On the zero capillarity limit for the Euler-Korteweg system
Corentin Audiard, Marc-Antoine Vassenet
TL;DR
This work analyzes the zero-capillarity limit of the Euler-Korteweg system, proving rigorous convergence to the Euler equations in $\mathbb{R}^d$ and introducing a high-order BKW framework to capture the limit with explicit rates. It also initiates a half-space study, deriving a priori estimates that degenerate as the capillarity vanishes and revealing boundary-layer structures that explain the degeneracy.
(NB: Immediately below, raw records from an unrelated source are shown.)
PR #117, opened 2019-02-18
BAU - Pull out common logic into trait

ed0906:
The Appeal, Review & Extended Use Status Change controllers have very similar logic. We could pull this out into a trait. Let me know your thoughts

### DIFF
--- a/app/uk/gov/hmrc/tariffclassificationfrontend/controllers/StatusChangeAction.scala
+++ b/app/uk/gov/hmrc/tariffclassificationfrontend/controllers/StatusChangeAction.scala
@@ -1,3 +1,19 @@
+/*
+ * Copyright 2019 HM Revenue & Customs
+ *
+ * Licensed under the Apache License, Version 2.0 (the "License");
+ * you may not use this file except in compliance with the License.
+ * You may obtain a copy of the License at
+ *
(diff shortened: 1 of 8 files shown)


ed0906:
There's other options e.g.
- Instead of using inheritance, define a generic `updateStatus` method where we pass in various args required in the trait above
-  Leave it as it is

app/uk/gov/hmrc/tariffclassificationfrontend/controllers/StatusChangeAction.scala
```diff
@@ -0,0 +1,65 @@
...
+        getCaseAndRenderView(
+          reference,
+          c => successful(chooseStatusView(c, errors))
+        )
+      },
+      (status: T) => {
+        getCaseAndRespond(
+          reference,
+          c => {
+            if(statusHasChanged(c, status)) {
```
pllaurado: not about the refactor. But maybe move this logic into the service?

ed0906: Potentially I guess the question is: Is checking if a status has changed business logic, or view layer?

I don't have a strong opinion either way

gokyo:
I haven't looked at the code properly, but extracting the common code in a trait makes sense to me 👍

PR #119, opened 2019-02-18
DIT-677: Classification Officers can pick a reason (code) when cancelling a case

SteveSugden:


app/uk/gov/hmrc/tariffclassificationfrontend/service/CasesService.scala
```diff
@@ -166,20 +167,24 @@ class CasesService @Inject()(appConfig: AppConfig,
...
+        cancellation = Some(Cancellation(reason = reason))
+      )
     val caseUpdating = original.copy(status = CaseStatus.CANCELLED, decision = Some(decisionUpdating))
 
     for {
       // Update the case
       updated: Case <- connector.updateCase(caseUpdating)
       // Create the event
-      _ <- addStatusChangeEvent(original, updated, operator)
+      _ <- addStatusChangeEvent(original, updated, operator, comment = Some(CancelReason.format(reason)))
```
ed0906: Similar point to previously. I think we should check with Joe if there is a requirement coming for us to add a Comment to a Cancellation. 
Otherwise we might need to stick this somewhere else, or concat it

It's better we find out now then have to do data migration in the future

ed0906: I think we also discussed there was a future reporting requirement where we will need to report on how many cases have cancellations with code `x`

app/uk/gov/hmrc/tariffclassificationfrontend/audit/AuditService.scala
```diff
@@ -89,6 +89,7 @@ class AuditService @Inject()(auditConnector: DefaultAuditConnector) {
     sendExplicitAuditEvent(
       auditEventType = RulingCancelled,
       auditPayload = statusChangeAuditPayload(oldCase, updatedCase, operator)
+        + ("cancelReason" -> cancelReason(updatedCase))
```
gokyo: can be written in the line above (no need of a new line)

SteveSugden: I thought I've seen warnings about excessively long lines.  I prefer to keep it on the screen (unless we feel strongly about this)

PR #131, opened 2019-02-27
DIT-808 Include `justification` field in search

retroredge:


app/uk/gov/hmrc/tariffclassificationfrontend/views/advanced_search.scala.html
```diff
@@ -42,9 +42,9 @@ <h2 class="heading-medium">Enter search terms</h2>
   )
 
   @input_text(
-   field = form("good_description"),
-   label = "Goods description",
-   hint = Some("Searches the Ruling Goods Description and the Commercial Denomination"),
+   field = form("decision_details"),
+   label = "Ruling details",
+   hint = Some("Searches the Ruling Goods Description, justification and the Commercial Denomination"),
```
SteveSugden: Is that text per design?  Wondering why it's not "Justification"

ed0906:
Looks good to me, worth double checking with Steve and Aimee if you haven't already about the design as I seem to remember the hint being removed on the new design

app/uk/gov/hmrc/tariffclassificationfrontend/views/advanced_search.scala.html
retroredge: waiting for design

retroredge: I see what you're saying. I'll capitalise it for now but both the label and the hint will probably change when UX have a look at it

retroredge: Got the content now from UX. All lower cased :)

PR #132, opened 2019-02-27
DIT 249 - Take Ownership of a Case

ed0906:


app/uk/gov/hmrc/tariffclassificationfrontend/controllers/AppealCaseController.scala
```diff
@@ -42,7 +43,7 @@ class AppealCaseController @Inject()(override val authenticatedAction: Authentic
 
   override protected def redirect: String => Call = routes.CaseController.trader
 
-  override protected def isValidCase: Case => Boolean = { c: Case =>
+  override protected def isValidCase(c: Case)(implicit request: AuthenticatedRequest[_]): Boolean = {
```
ed0906: Had to change all of these, sorry in advance :(

app/uk/gov/hmrc/tariffclassificationfrontend/controllers/AssignCaseController.scala
```diff
@@ -0,0 +1,58 @@
...
+  override protected def redirect: String => Call = routes.CaseController.trader
+
+  override protected def isValidCase(c: Case)(implicit request: AuthenticatedRequest[_]): Boolean = c.queueId.isDefined && !c.assignee.map(_.id).contains(request.operator.id)
+
+  def get(reference: String): Action[AnyContent] = authenticatedAction.async { implicit request =>
+    getCaseAndRenderView(reference, c => successful(views.html.assign_case(c)))
+  }
+
+  def post(reference: String): Action[AnyContent] = authenticatedAction.async { implicit request =>
+    def respond: Case => Future[Result] = {
```
gokyo: How if I want to assign the case to myself after it was assigned to a different user?
Your code does not allow it now

ed0906: It’s not a requirement at the moment (I double checked with Joe)

gokyo: yes, but we will need it soon I believe ...

app/uk/gov/hmrc/tariffclassificationfrontend/service/CasesService.scala
```diff
@@ -80,6 +80,14 @@ class CasesService @Inject()(appConfig: AppConfig,
     } yield updated
   }
 
+  def assignCase(original: Case, operator: Operator)
+                  (implicit hc: HeaderCarrier): Future[Case] = {
+    for {
+      updated <- connector.updateCase(original.copy(assignee = Some(operator)))
+      _ <- addAssignmentChangeEvent(original, updated, operator)
+      _ = auditService.auditCaseAssigned(updated, operator)
```
gokyo: do you mind changing the signature of `auditCaseAssigned` in `AuditService.scala`?
I think we should pass these arguments:
- Case c // the updated case
- Operator operator // the user that is logged in
- Operator assignee // the person that will work on that case

in this class `operator` will be the same as `assignee`, but at least we keep this definition more generic. In the future we will be able to have the assignee being different from the current logged in user.

app/uk/gov/hmrc/tariffclassificationfrontend/service/CasesService.scala
```diff
@@ -236,6 +244,12 @@ class CasesService @Inject()(appConfig: AppConfig,
     addEvent(original, updated, details, operator)
   }
 
+  private def addAssignmentChangeEvent(original: Case, updated: Case, operator: Operator, comment: Option[String] = None)
+                                        (implicit hc: HeaderCarrier): Future[Unit] = {
```
gokyo: formatting

app/uk/gov/hmrc/tariffclassificationfrontend/service/CasesService.scala
```diff
@@ -80,6 +80,14 @@ class CasesService @Inject()(appConfig: AppConfig,
     } yield updated
   }
 
+  def assignCase(original: Case, operator: Operator)
+                  (implicit hc: HeaderCarrier): Future[Case] = {
```
gokyo: formatting

app/uk/gov/hmrc/tariffclassificationfrontend/controllers/AssignCaseController.scala
```diff
@@ -0,0 +1,58 @@
...
+@Singleton
+class AssignCaseController @Inject()(authenticatedAction: AuthenticatedAction,
+                                     override val caseService: CasesService,
+                                     val messagesApi: MessagesApi,
+                                     override implicit val config: AppConfig) extends RenderCaseAction {
+
+
+  override protected def redirect: String => Call = routes.CaseController.trader
+
+  override protected def isValidCase(c: Case)(implicit request: AuthenticatedRequest[_]): Boolean = c.queueId.isDefined && !c.assignee.map(_.id).contains(request.operator.id)
```
gokyo: I know `Option.contains(x)` means  `== Some(x)`, but I find the `contains` confusing, especially if you are used to the `String.contains`.

How about rewriting the conditions with `==` or some other way?

gokyo: also, the method is now very long, let's define the body in a new line...

app/uk/gov/hmrc/tariffclassificationfrontend/controllers/AssignCaseController.scala
```diff
@@ -0,0 +1,58 @@
...
+import scala.concurrent.ExecutionContext.Implicits.global
+import scala.concurrent.Future
+import scala.concurrent.Future.successful
+
+@Singleton
+class AssignCaseController @Inject()(authenticatedAction: AuthenticatedAction,
+                                     override val caseService: CasesService,
+                                     val messagesApi: MessagesApi,
+                                     override implicit val config: AppConfig) extends RenderCaseAction {
+
```
gokyo: extra empty line

app/uk/gov/hmrc/tariffclassificationfrontend/controllers/AssignCaseController.scala
gokyo: I think you want to express the fact that the case is not assigned to anyone, or assigned to another user.
Right?

You could say:

```
override protected def isValidCase(c: Case)(implicit request: AuthenticatedRequest[_]): Boolean = {
    (c.queueId, c.assignee) match {
       case (Some(_), Some(id)) if id != request.operator.id => true
       case _ => false
    }
}
```

app/uk/gov/hmrc/tariffclassificationfrontend/service/CasesService.scala
ed0906: What's wrong with it?

app/uk/gov/hmrc/tariffclassificationfrontend/service/CasesService.scala
ed0906: What's wrong with it?

app/uk/gov/hmrc/tariffclassificationfrontend/controllers/AssignCaseController.scala
ed0906: That seems more readable, i'll change it

app/uk/gov/hmrc/tariffclassificationfrontend/service/CasesService.scala
ed0906: I think the signature is fine as it is, as you can get the assignee from `c.assignee`
I'll change it so the `assigneeId` in the audit payload is the actual `assignee` though rather than the operator who actioned the change

ed0906: Pushed

app/uk/gov/hmrc/tariffclassificationfrontend/controllers/AssignCaseController.scala
ed0906: Pushed

app/uk/gov/hmrc/tariffclassificationfrontend/controllers/AssignCaseController.scala
ed0906: Fixed

app/uk/gov/hmrc/tariffclassificationfrontend/controllers/AssignCaseController.scala
ed0906: I suspect the UI will have a different pattern for that action - we can deal with it when we know

app/uk/gov/hmrc/tariffclassificationfrontend/service/CasesService.scala
ed0906: This follows the pattern of every other method in that class

app/uk/gov/hmrc/tariffclassificationfrontend/service/CasesService.scala
ed0906: This follows the pattern of every other method in that class

app/uk/gov/hmrc/tariffclassificationfrontend/service/CasesService.scala
gokyo: the opening bracket of the implicit param is not parallel with the bracket above

app/uk/gov/hmrc/tariffclassificationfrontend/service/CasesService.scala
gokyo: the opening bracket of the implicit param is not parallel with the bracket above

The full-space results connect to Grenier’s semi-classical analysis for nonlinear Schrödinger equations by providing a fluid-dynamic, symmetrizable-hyperbolic perspective and arbitrarily accurate approximate solutions. In the half-space, the analysis treats quantum fluids with irrotational velocity under $K(\rho)=1/\rho$ and constructs a two-scale BKW expansion featuring boundary layers, with solvability and decay properties established for the interior and boundary-layer components. The paper thus clarifies the interplay between capillarity, boundary effects, and the Euler limit, and sets groundwork for more general boundary conditions and extensions in quantum-fluid models.
Abstract
We study the Euler-Korteweg equations with a weak capillarity tensor. It formally converges to the Euler equations in the zero capillarity limit. Our aim is two-fold : first we prove rigorously this limit in R d , d $\ge$ 1, and obtain a more precise BKW expansion of the solution, second we initiate the study of the problem on the half space. In this case we obtain a priori estimates for the solutions that degenerate as the capillary coefficient converges to zero, and we explain this degeneracy with the construction of a (formal) BKW expansion that exhibits boundary layers. The results on the full space extend and improve a classical result of Grenier (1998) on the semi-classical limit of nonlinear Schr{ö}dinger equations. The analysis on the half space is restricted to the case of quantum fluids with irrotational velocity.